Preheat your Oklahoma Joe's Judge Charcoal Grill to 400 degrees F for indirect cooking. Tip: Bring the coal basket up to the highest setting!
Take your pizza dough and divide into 3”x3” segments.
Add a cube of soft cheddar cheese to the dough and roll into a ball. Repeat this until you have 18-20 balls.
Next, take a greased skillet and line the outside with the dough balls.
Add to the middle your buffalo sauce and the cream cheese.
Place the skillet in the smoker to cook for 15 minutes at 400 degrees F. Make sure to rotate the skillet around every 5 minutes to get even cooking.
Pull the skillet out and mix up the buffalo sauce and cream cheese.
Add to the sauce your chicken, half the cheese, half the blue cheese, half the ranch seasoning, and half the red onions. Mix thoroughly.
Finally, top the sauce with the rest of your cheese, blue cheese, diced red onions, and all the sliced jalapenos.
Mix together the water, egg and melted butter.
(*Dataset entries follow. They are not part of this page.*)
Issue #96, opened 2015-02-20
Add comments in summary about special observation features


jeanconn:
Per Eric's idea:

Specifically, it would be nice to see which observations have monitor windows ("MON") and which have momentum unloads ("NPM Unload" or "NMM Unload").
 
Also, when dark current measurements are present, the attitude labels could be included ("DFC_I", "DC_T0", "DFC_0", "DC_T1", ...).
 
These brief notes would show up after the "WARNINGS [nn]" note(s) on the line for each appropriate Obs ID.
 
Given the current schedule, we could also note "Large Dither" & "Crab Dither", since I think these are the only 2 non-standard parameter sets.

jeanconn:
Per @emartin496

jeanconn:
This is still hanging around on my list, but I note that because ORVDot has removed the DOT/OFLSids that look like DFC_I, DC_T0, etc, I need to update the dark cal checker to use the dark current replica commanding to identify these (#176).  So, we'd need to use the dark current checker to pass those identifications back to starcheck.pl to get that content in the summary.

PR #140, opened 2016-03-05
Handle warnings on magnitude a little differently from other warnings

jeanconn:
While magnitude warnings are likely to improve with a transition to probability models that are calibrated with the MS filter disabled, at this point we have lots of warnings related to Magnitude which pop up on the summary and are printed for each observation.  This PR removes single magnitude warnings from the summary counts but still includes them in the warning "penalties" on each star for the warning-free counts.  Additionally magnitude warnings are printed in a separate chunk for each observation.

At this point, we care more about a single red warning on the overall probability of the observation than we care about say 5 red magnitude warnings, so I think this PR improves signal to noise a bit.

### DIFF
--- a/src/lib/Ska/Starcheck/Obsid.pm
+++ b/src/lib/Ska/Starcheck/Obsid.pm
@@ -1958,21 +1958,42 @@ sub print_report {
     
     $o .= "\n" if (@{$self->{warn}} || @{$self->{yellow_warn}} || @{$self->{fyi}} );
 
+    my $mag_regex = qr/^$alarm \[\s?\d+\] Magnitude. \s+\d+\.\d+\n/;
+    my @mag_red = grep {/$mag_regex/} @{$self->{warn}};
+    my @non_mag_red = grep {!/$mag_regex/} @{$self->{warn}};
+    my @mag_yellow = grep {/$mag_regex/} @{$self->{yellow_warn}};
+    my @non_mag_yellow = grep {!/$mag_regex/} @{$self->{yellow_warn}};
 
-
-    if (@{$self->{warn}}) {
+    if (@mag_red){
 	$o .= "${red_font_start}";
-	foreach (@{$self->{warn}}) {
+	foreach (@mag_red) {
 	    $o .= $_;
 	}
-	$o .= "${font_stop}";
+        $o .= "${font_stop}";
     }
-    if (@{$self->{yellow_warn}}) {
+    if (@mag_yellow){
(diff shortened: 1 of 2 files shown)


jeanconn:
New:

feb2216b_thispr

Current:
feb2216b_release

jeanconn:
For each observation, the second commit in this PR prints the magnitude warnings in a separate chunk
mag_chunk

jeanconn:
@taldcroft So this was just a thought I had after the MAR0516 load review.  Do you agree that we're more interested in noticing one red warning on probability for the observation than 5 magnitude warnings for an observation, and if so, do you think removing them from the summary would be helpful for your starcheck review?  Or do you not look at the summary warnings and Eric and I should just figure out what works for us?

taldcroft:
@jeanconn - the concept looks good to me (haven't reviewed code), but you should definitely bring this to Eric's attention.

jeanconn:
Hi @emartin496 .  

What do you think of this idea for a change in starcheck's presentation?  It removes magnitude warnings on stars from the per-obsid warning counts in the summary section at the top.    I've got a couple of images on the github page for it that show how it would change the display.  

This isn't related to the more complicated and more useful changes you have requested for the summary ( #96 ), but filtering out magnitude warnings from the top stuff is a pretty simple code change and I think it would help me to see the more important warnings.

As I note in the top, the changes I suggest here still count magnitude warnings against stars for the "warning free count" in those columns.

jeanconn:
Comments from Eric:

This change is OK.
 
I look at the summary and check first each ObsID that has any warnings listed.  With the new scheme, some ObsIDs won't show up as having any warnings in the summary, but that's OK, since I'll just catch them on a later pass-through of all ObsIDs.
 
Separating the magnitude warnings into their own block makes it a little harder to see all warnings associated with a particular entry, but that change is OK, too.

jeanconn:
My reply and plan:

OK.  It sounds to me like this change wouldn't bother you much, but
also wouldn't help with your process much either.  I think I'll plan
to leave the change on the shelf, so to speak, until after we make a
full transition to both disabling the MS filter during tracking and
using the MS filter disabled starcheck acquisition model.  As I said
in the beginning of the github pull request, there should be fewer
magnitude warnings then, as the 50 and 75% mag warning thresholds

Brush the top of the dough with the egg wash and season with the rest of the ranch seasoning.
Place the skillet in the smoker to cook for 15 minutes at 400 degrees F. Make sure to rotate the skillet around every 5 minutes to get even cooking.
Once the dough is cooked through and browned, pull out the skillet and let cool for 5-10 minutes. Garnish with chopped chives and enjoy!